**Exercise brief:**
Tally the lines below that contain the word "java". Only the number should be returned.

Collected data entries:
* * * * *
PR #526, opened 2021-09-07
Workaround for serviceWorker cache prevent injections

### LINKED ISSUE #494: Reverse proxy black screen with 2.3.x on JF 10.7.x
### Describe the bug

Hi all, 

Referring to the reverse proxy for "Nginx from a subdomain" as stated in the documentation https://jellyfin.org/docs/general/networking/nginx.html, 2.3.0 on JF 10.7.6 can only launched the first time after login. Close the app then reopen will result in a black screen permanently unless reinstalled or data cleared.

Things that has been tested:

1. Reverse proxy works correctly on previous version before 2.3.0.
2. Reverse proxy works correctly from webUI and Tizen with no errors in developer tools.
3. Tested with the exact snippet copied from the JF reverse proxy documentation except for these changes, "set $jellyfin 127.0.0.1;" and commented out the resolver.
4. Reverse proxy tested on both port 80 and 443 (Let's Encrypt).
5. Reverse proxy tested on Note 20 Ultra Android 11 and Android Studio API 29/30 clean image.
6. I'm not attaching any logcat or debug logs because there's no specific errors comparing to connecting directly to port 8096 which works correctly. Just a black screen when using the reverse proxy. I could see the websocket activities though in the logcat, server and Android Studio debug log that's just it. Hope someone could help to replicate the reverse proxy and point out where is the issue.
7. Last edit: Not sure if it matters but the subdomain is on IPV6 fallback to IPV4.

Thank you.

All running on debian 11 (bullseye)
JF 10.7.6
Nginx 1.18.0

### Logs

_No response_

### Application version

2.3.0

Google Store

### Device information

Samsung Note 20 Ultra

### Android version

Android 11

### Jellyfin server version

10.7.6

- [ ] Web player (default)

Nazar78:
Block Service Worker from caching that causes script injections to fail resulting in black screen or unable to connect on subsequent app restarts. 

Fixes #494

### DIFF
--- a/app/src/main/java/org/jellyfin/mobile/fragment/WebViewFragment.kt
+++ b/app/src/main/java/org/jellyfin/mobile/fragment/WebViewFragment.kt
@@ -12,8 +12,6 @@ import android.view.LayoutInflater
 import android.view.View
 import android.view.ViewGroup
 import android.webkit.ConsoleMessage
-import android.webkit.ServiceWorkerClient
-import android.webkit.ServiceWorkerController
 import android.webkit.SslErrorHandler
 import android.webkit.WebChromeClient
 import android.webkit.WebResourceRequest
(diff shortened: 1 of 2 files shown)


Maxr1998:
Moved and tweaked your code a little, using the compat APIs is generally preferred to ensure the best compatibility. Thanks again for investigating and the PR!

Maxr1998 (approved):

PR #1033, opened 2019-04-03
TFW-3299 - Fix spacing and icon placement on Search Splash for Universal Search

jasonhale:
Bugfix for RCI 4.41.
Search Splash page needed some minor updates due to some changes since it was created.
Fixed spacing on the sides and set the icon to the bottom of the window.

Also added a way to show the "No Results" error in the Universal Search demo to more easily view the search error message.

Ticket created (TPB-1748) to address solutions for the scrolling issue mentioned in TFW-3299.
* * * * *
**Finished task:**
2